Он снял висевшие на шее солидные наушники, но не протянул их Асе, а положил рядом с фонографом на стол. Асе предлагалось решить самой, хочет ли она послушать.
– Можно? – спросила она и, взяв наушники, примяла пушистое каре ободком. Одно ухо приоткрыла, чтобы слышать комментарии Курта.
– Звуки можно перемешивать, наслаивать друг на друга. Можно создать другую реальность, даже поменять прошлое, – объяснял он, выбирая запись. – Это очень затягивает.
Тут Ася приложила палец к губам. В наушниках поплыли голоса.
«Женечка, ты не видел мои глазные капли? Беленький пузырёк? – вдалеке, через туман шорохов, произнёс совсем старый женский голос. – И куда я их сунула, шут знает…» Затем – мелодия звонка на мобильном, лай собаки и совсем близко голос Курта: «Запросто! А когда?» Кашлянул. «Ладно. Договорились». И снова – фоном – пожилой голос: «Кашка, прекрати шуметь! Фу!»
– Что это? – шёпотом спросила Ася.
– А это мне Софья звонила сегодня утром, насчёт мониторов! – пояснил Курт. – А вторым голосом – бабушка. И Каштанка лает – требует, чтоб её гладили. Они почти в одно время умерли – Кашка и через неделю бабушка. Она просто расстроилась очень с Кашкой, ещё и поэтому… Этой записи больше двух лет. А получается – как будто мы были все вместе сегодня утром. Удивительно, правда? Только лучше глаза закрывать.

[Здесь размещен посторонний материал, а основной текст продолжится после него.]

PR #6089, opened 2026-09-13
fix(peft): preserve shared-expert LoRA scaling with TP overlap

hershg:
Shared-expert overlap defers FC2's tensor-parallel reduction, but LoRA already returns a replicated contribution. The later reduction multiplies it by TP size. Scale that forward contribution by `1 / TP` while preserving the gradient of the equivalent non-overlap adapter.

A two-rank regression compares forward values, input gradients, and adapter gradients with sequence parallelism enabled and disabled.

## Validation

Rebased onto main `809f0e677`; the patch is unchanged at `385027b86` (verified by range-diff). Full repository hooks passed. Historical two-rank B300 tests passed both SP cases on `29a3a8d1a`; distributed testing of this exact rebased head remains pending. NVIDIA CI admission is still required.


hershg:
@yaoyu-33 @HollowMan6 could you review the shared-expert FC2 LoRA fix? TP overlap sums it twice. @yaoyu-33 reviewed the related #6009.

Ася зажмурилась и на этот раз, помимо человеческих голосов и лая, различила отдалённое теньканье синицы и шипящий шорох – не то дождя, не то картошки на сковородке. Договорив по телефону (Ася поймала щелчок «отбоя»), Курт взял гитару (гулкий стук, звон) и наиграл что-то средневековое, простенькое, вроде «Леди зелёные рукава».
– А ещё? – спросила Ася и крепче прижала наушники.

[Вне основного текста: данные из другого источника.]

PR #6092, opened 2026-09-14
feat(training): add DPO training with offline-scored reference model

Josephasafg:
# What does this PR do ?

Adds DPO (Direct Preference Optimization) as a training mode. The reference model's log-probabilities are scored once, offline, and read back during training, so the trainer holds one model and runs at SFT memory and step time.

# Changelog

- `--mode dpo` in `scripts/training/run_recipe.py`, backed by `dpo_train()` in `training/dpo_train.py`: validates the run config and the reference artifact, then hands off to the existing `finetune` loop.
- Preference-pair dataset, config and loader under `data/datasets/preference*.py` and `data/builders/dpo.py`. Rows are TRL-style chat pairs from an HF dataset or a JSONL file. Chosen and rejected rows of a pair always land in the same micro batch, next to each other.
- DPO loss and forward step in `training/dpo.py` and `training/dpo_step.py`: sigmoid preference loss, optional SFT term, metrics for preference loss, accuracy, margin and chosen/rejected rewards.
- `scripts/dpo/score_reference_logprobs.py`, the offline scorer. You run it with the same TP, EP and ETP you'll train with. Extra GPUs beyond that become data-parallel replicas, and rank 0 collects the results and writes the artifact.
- Recipe `qwen3_30b_a3b_dpo_config` (TP=4, PP=2, EP=4, ETP=1, SP).
- Docs: `scripts/dpo/README.md` and a DPO section in `scripts/training/README.md`.

# Why the reference is scored offline

The usual DPO trainer keeps a frozen copy of the reference model and runs it every step - a second set of resident weights, an extra forward per step, and the reference is stuck with the policy's parallel layout

Instead, the scorer runs the reference over the dataset once and writes `ref_logprobs.jsonl` (chosen and rejected completion logprob sums per row) and `scoring_metadata.json` (dataset, split, tokenizer, sequence length, Parallelism type, prompt key). At startup the trainer compares that metadata against its own config and refuses to run on a mismatch. Without the check a stale or mis-scored artifact does not crash anything, the margins could possibly be wrong.

Pipeline parallelism is not recorded: it only decides which rank runs a layer. Scoring at PP=2 and PP=1 gave the same results over sums on all 8,320 pairs; TP=4 vs TP=8 differed on every pair, so TP is recorded.

The artifact stores plain logprob sums with no beta applied, so one scoring run covers every learning rate and beta you try afterwards.

```mermaid
flowchart LR
    DS[("preference pairs<br/>HF dataset or JSONL")]

    subgraph once["scorer, run once"]
        REF["reference model"]
        ART[/"ref_logprobs.jsonl<br/>chosen / rejected logprob sums per row"/]
        META[/"scoring_metadata.json<br/>dataset, split, tokenizer,<br/>seq len, TP / SP"/]
        REF --> ART
        REF --> META
    end

    subgraph train["trainer, every run"]
        CHK{"metadata matches<br/>run config?"}
        LOADER["pair loader<br/>chosen + rejected adjacent"]
        POL["policy model"]
        LOSS["DPO loss<br/>preference loss, accuracy,<br/>margin, rewards"]
        STEP["backward + optimizer step<br/>finetune loop"]
        CHK -->|"yes"| LOADER
        CHK -->|"no"| STOP["error at startup"]
        LOADER --> POL --> LOSS --> STEP
        LOADER -->|"reference sums"| LOSS
    end

    DS --> REF
    DS -->|"same rows, same order"| LOADER
    ART -->|"joined by row index"| LOADER
    META --> CHK
```

# Usage

```bash
# score the reference once
uv run python -m torch.distributed.run --nproc_per_node=8 scripts/dpo/score_reference_logprobs.py \
    --model Qwen/Qwen3-30B-A3B --dataset HuggingFaceH4/ultrafeedback_binarized --split train_prefs \
    --num-pairs 8192 --max-seq-length 4096 --tp 4 --ep 4 --etp 1 --sequence-parallel \
    --output /data/uf_ref_logprobs

# train
uv run python -m torch.distributed.run --nproc_per_node=8 scripts/training/run_recipe.py \
    --model qwen3_30b_a3b --mode dpo --pretrained_checkpoint /checkpoints/qwen3-30b-a3b \
    dataset.source.path_or_dataset=HuggingFaceH4/ultrafeedback_binarized dataset.source.split=train_prefs \
    dataset.ref_artifact=/data/uf_ref_logprobs dataset.num_pairs=8192
```

# Results

Qwen/Qwen3-30B-A3B with `qwen3_30b_a3b_dpo_config` at its defaults, 2 nodes x 8 H100 80GB.

| | |
|---|---|
| Data | `HuggingFaceH4/ultrafeedback_binarized` `train_prefs`, 8,192 pairs, one epoch. Validation on 128 pairs of `test_prefs` every 32 steps |
| Parallelism | TP=4, PP=2, EP=4, ETP=1, SP, DP=2, distributed optimizer |
| Batch | 64 pairs per step: micro batch 1 pair (2 rows) × 32 accumulation × DP 2; seq length 4096 |
| DPO | beta 0.05, lr 5e-7 |
| Speed | 20 s / step mean, 19 s median after warmup (16-34 s range) |

Step 1 preference loss is 0.691, i.e. ln 2, as it should be when the policy starts from the reference.

W&B curves from the run above, validation split. The model learns to prefer chosen over rejected

image
image
image

Training preference loss per 32-step window: 0.681, 0.652, 0.636, 0.634. 

Accuracy plateaus at 0.68-0.70, in line with published DPO results on UltraFeedback.

# Tests

Unit tests, no GPU: `tests/unit_tests/data/builders/test_dpo.py`, `data/datasets/test_preference.py`, `data/datasets/test_preference_tokenization.py`, `training/test_dpo.py`, `training/test_dpo_step.py`, `training/test_dpo_train.py`, `scripts/dpo/test_score_reference_logprobs.py`, plus cases in `training/test_config.py`, `training/utils/test_pg_utils.py`, `recipes/qwen/test_qwen3_recipes.py` and the `scripts/training` runner tests.

### DIFF
--- a/scripts/dpo/score_reference_logprobs.py
+++ b/scripts/dpo/score_reference_logprobs.py
@@ -145,7 +145,7 @@ def parse_args() -> argparse.Namespace:
     return args
 
 
-def dpo_source(args: argparse.Namespace) -> Prefere
+def dpo_source(args: argparse.Namespace) -> PreferenceSource:
     """The preference source these CLI args select; a path-shaped --dataset is routed to JSONL by the config."""
     if args.jsonl:
         return PreferenceJSONLSource(paths=list(args.jsonl), index_mapping_dir=args.index_mapping_dir)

– Конечно, пожалуйста! – с готовностью, как ребёнок, которого похвалили, отозвался Курт. – Вот ещё другое…
Он выбрал на диктофоне запись, и Ася погрузилась в многоголосие иноязычной речи. Через несколько мгновений в шуме улицы она ясно различила свой голос. Негромко, как будто на ухо своему спутнику, голос произнёс: «Здорово, правда? У меня прямо душа отогревается!»

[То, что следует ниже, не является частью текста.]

PR #6097, opened 2026-09-14
fix(perf): restore PP=8 for DeepSeek V3 B200 bf16 and fp8_cs recipes

rsalagame-nvidia:
## What

Sets `pipeline_model_parallel_size = 8` (from 16) for `deepseek_v3_pretrain_256gpu_b200_bf16_config` and `deepseek_v3_pretrain_256gpu_b200_fp8cs_config`.

## Why

`deepseek_v3_256gpu_b200_bf16` hangs reproducibly with an NCCL collective timeout on the pipeline-parallel group:

```
NCCL collective timeout: WorkNCCL(SeqNum=16, OpType=COALESCED, NumelIn=0, NumelOut=0)
  ... PIPELINE_MODEL_PARALLEL_GROUP
```

It has now hung on three separate runs across two different containers. The one run that succeeded (full 50/50 iterations) used PP=8.

### Root cause

[#5471](https://github.com/NVIDIA-NeMo/Megatron-Bridge/pull/5471) set `pipeline_model_parallel_size=8` on the shared base config, which the bf16 and fp8_cs variants then inherited:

Ася приподняла один наушник и вопросительно посмотрела на Курта. Тот ушёл от взгляда, однако объяснил:
– Это ты со мной в Барселоне! Я, когда вернулся, начал разбирать записи и подумал – а пускай там со мной будет Ася! Вот, получился такой монтажик…
Ася сняла наушники. Хоть убейте, она не понимала, когда и где он мог украсть её голос?
– А это тогда… Помнишь, меня к вам на Масленицу Сонька притащила? Давно… – вновь уклоняясь от распахнутых Асиных глаз, подсказал Курт. – Твой папа играл на флейте – я включил записать. А потом мы разговаривали – ну и всё сохранилось.
– Просто не знаю, что и сказать! – честно призналась Ася.
Она хотела полюбопытствовать, отчего Курт не подыщет практическое применение своему хобби, но тут из чулана ураганом вырвалась сестра.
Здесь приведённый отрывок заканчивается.